Bu ara açıklamanın ardından, buluşmanın devamını anlatmak için tekrar kaldığım yere döneyim.. Benden bir önceki kuşaktan sakin, çelebi görünüşlü bir insan izlenimi ediniyorum ilk bakışta. Grup paylaşımlarından edindiğim samimi edebiyat okuru kanaatimden yola çıkarak, öğretmen emeklisi misiniz, sorusunu yöneltiyorum. Hayır, diyor, terziyim. Bu cevapla birlikte edebiyatla ilişkisi gözümde daha incelikli hale geliyor. Usul usul anlatıyor, öteki olan beni sohbete dahil etmeyi unutmadan. Tıka basa kendisiyle dolu değil, gerçekten dolu bir insan. En son Hermann Broch’un Vergilius’un Ölümü’nü okuduğunu anlatıyor söz kitaplara gelince. Bu ikinci okuyuşuymuş. Yıllar önceki ilkinde de sevdiği yazarın kitabına hayranlık duymasına rağmen, birçok ayrıntıyı ancak şimdi yakalayabildiğini vurguluyor. Kalkma vakti geldiğinde, edebiyat kelimesinin geldiği kökün taşıdığı anlama uygun saygılı bir dostluğun kurulduğu duygusuyla, yeniden görüşmek dileği ile ayrılıyorum yeni arkadaşımdan.
Tam da burada yıllar önce okuduğum, Rudolf Bahro’nun Kommune dergisiyle yaptığı bir söyleşisinin çevirisinden aklımda kalmış bir sözünü ödünç almak isterim: Yani, şimdi kafamızda ve yüreğimizde muazzam boş alana ihtiyacımız. var. İnsan diğerinden kaçamaz, tek başına yaşayamaz.

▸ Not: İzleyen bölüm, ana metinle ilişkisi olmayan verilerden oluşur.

PR #38832, opened 2025-11-17
Adding ADA fields

olrakovs:
# Choose a PR Template


specification/marketplacecatalog/resource-manager/Microsoft.Products/Products/product.tsp
```diff
@@ -386,6 +389,44 @@ model PlanDetails {
   @doc("SKU price related properties.")
   @identifiers(#[])
   offeringProperties?: OfferingProperties[];
+
+  @doc("Indicates if this SKU has consumption components")
+  hasConsumptionComponents?: boolean;
+
+  @doc("Indicates if this SKU is available for end users")
+  isEndUserEligible?: boolean;
```
razvanbadea-msft, line 397: >isEndUserEligible [](http://example.com/codeflow?start=2&length=17)

Replace boolean/switch properties with a more meaningful enum whenever possible.

A boolean will forever have two valid values (true or false). A string enum type is always preferred. Also, properties should always provide better values just than True and False. For example two switches "isTypeA" and "isTypeB" should be replaced with one enum "type": [A, B, DefaultType]

specification/marketplacecatalog/resource-manager/Microsoft.Products/Products/product.tsp
```diff
@@ -386,6 +389,44 @@ model PlanDetails {
...
+  isAdminEligible?: boolean;
+
+  @doc("The entra id version for products that come with entra id support")
+  entraIdVersion?: string;
+
+  @doc("Technical Requirements")
+  technicalRequirements?: string;
+
+  @doc("The URI to the FAQ page")
+  faqUri?: string;
```
razvanbadea-msft, line 409: >string [](http://example.com/codeflow?start=11&length=6)

you can use the url scalar

specification/marketplacecatalog/resource-manager/Microsoft.Products/Products/product.tsp
```diff
@@ -386,6 +389,44 @@ model PlanDetails {
...
+
+  @doc("Contains constraint product properties to determine eligibility")
+  constraintsData?: ConstraintsData;
+
+  @doc("Meter type descriptions")
+  @identifiers(#[])
+  meterTypeDescriptions?: MeterTypeDescription[];
+
+  @doc("Usage unit")
+  usageUnit?: string;
```
razvanbadea-msft, line 426: >string [](http://example.com/codeflow?start=14&length=6)

this sounds to be an enum. what possible values can be set for this property

specification/marketplacecatalog/resource-manager/Microsoft.Products/Products/product.tsp
```diff
@@ -613,6 +654,18 @@ model Term {
...
   isAutorenewable?: boolean;
+
+  @doc("Defines the lifecycle management policy for the term")
+  lifecyclePolicy?: LifecyclePolicy;
+
+  @doc("Product code for this term")
+  productCode?: string;
+
+  @doc("Term state")
+  state?: string;
```
razvanbadea-msft, line 665: >string [](http://example.com/codeflow?start=10&length=6)

what are the possible states that can be set?

specification/marketplacecatalog/resource-manager/Microsoft.Products/Products/product.tsp
```diff
@@ -705,3 +758,153 @@ model Image {
...
+  productSkuId?: string;
+
+  @doc("Quantity of the bundled product per license ")
+  defaultKeyActivationCount?: int32;
+}
+
+@doc("Attributes that define fulfillment timing and delay handling")
+model FulfillmentAttributes {
+  @doc("Timing configuration for product fulfillment")
+  fulfillmentTiming?: string;
```
razvanbadea-msft, line 787: >fulfillmentTiming [](http://example.com/codeflow?start=2&length=17)

i do not see this in some examples, so how will the values look like, can you describe the format in description

specification/marketplacecatalog/resource-manager/Microsoft.Products/Products/product.tsp
```diff
@@ -705,3 +758,153 @@ model Image {
...
+
+  @doc("Mitigation explanation for delayed fulfillment")
+  fulfillmentDelayMitigation?: string;
+}
+
+@doc("Benefit information for a plan")
+model Benefit {
+  @doc("Benefit type")
+  benefitType?: string;
```
razvanbadea-msft, line 796: >benefitType [](http://example.com/codeflow?start=2&length=11)

can you set any string for this property?

specification/marketplacecatalog/resource-manager/Microsoft.Products/Products/product.tsp
```diff
@@ -705,3 +758,153 @@ model Image {
...
+
+  @doc("Base plan ID")
+  basePlanId?: string;
```
razvanbadea-msft, line 799: >basePlanId [](http://example.com/codeflow?start=2&length=10)

is this in arm-id format?

specification/marketplacecatalog/resource-manager/Microsoft.Products/Products/product.tsp
```diff
@@ -705,3 +758,153 @@ model Image {
...
+
+  @doc("Billing plan")
+  billingPlan?: string;
+
+  @doc("Term duration")
```
razvanbadea-msft: >doc [](http://example.com/codeflow?start=3&length=3)

you can describe the format for its values

specification/marketplacecatalog/resource-manager/Microsoft.Products/Products/product.tsp
```diff
@@ -705,3 +758,153 @@ model Image {
...
+  meterType?: string;
+
+  @doc("The unit of measurement for the meter")
+  unitOfMeasure?: string;
+}
+
+@doc("Defines lifecycle management policy")
+model LifecyclePolicy {
+  @doc("Grace period duration where customers retain access to their product")
+  graceDuration?: string;
```
razvanbadea-msft, line 903: >graceDuration [](http://example.com/codeflow?start=2&length=13)

specify in desciptions the format used for this properties

razvanbadea-msft:
Fix errors from Swagger ModelValidation

specification/marketplacecatalog/resource-manager/Microsoft.Products/Products/product.tsp
olrakovs: Although it looks enum like, we can’t model this as an enum. The value is received as a dynamic string from a downstream service, and new values may be added without coordination. An enum would either fail deserialization or require frequent updates.
The values that are known for us are "program pass"

specification/marketplacecatalog/resource-manager/Microsoft.Products/Products/product.tsp
olrakovs: possible states that are known for us are  EndOfSale and GA

specification/marketplacecatalog/resource-manager/Microsoft.Products/Products/product.tsp
olrakovs: examples were added, there is no special format

specification/marketplacecatalog/resource-manager/Microsoft.Products/Products/product.tsp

Öteki’ne ihtiyaç duyar. Rollo May, sevginin karşıtının nefret değil, kayıtsızlık olduğunu söyler. Ne kadar haklı bir saptama! Aldırmaz, ilgisiz insanların birbirinden kopuk dünyası, mutsuz bir toplumsal hayat demektir. Aynı görüşten olmaktan ziyade birbirini dinleyebilmenin, anlama çabasında olmanın çok daha önemli olduğunu kavrayabilmelidir. Anlama çabası, kafamızda ve kalbimizde açacağımız muazzam alana neleri yerleştireceğimizi de belirleyecektir.
*****

Mehmet Ramazan Kimdir?
“Köy doğumlu benim kuşaktan olanlarda sık rastlanan gün ve ay olan 1 Ocak’ta doğdum. Düz hesap olsun, demiş olmalı ilçe nüfus memuru.. Yıl, 1959.
1983’de öğretmen oldum. İngilizce öğretmeni olmak, benim için hem meslek hem de edebiyat okuru olarak fazladan bir dil anlamına geldi.
80’lerin ortalarında dönemin kimi edebiyat dergilerinde şiir ve edebiyat yazıları yazdım.
Kısa süre önce kendiliğinden ortaya çıkıveren yazma eğilimi beni öyküye yönlendirdi. Beğendiklerimi güvendiğim öykü editörleri olan dergilere gönderiyorum.”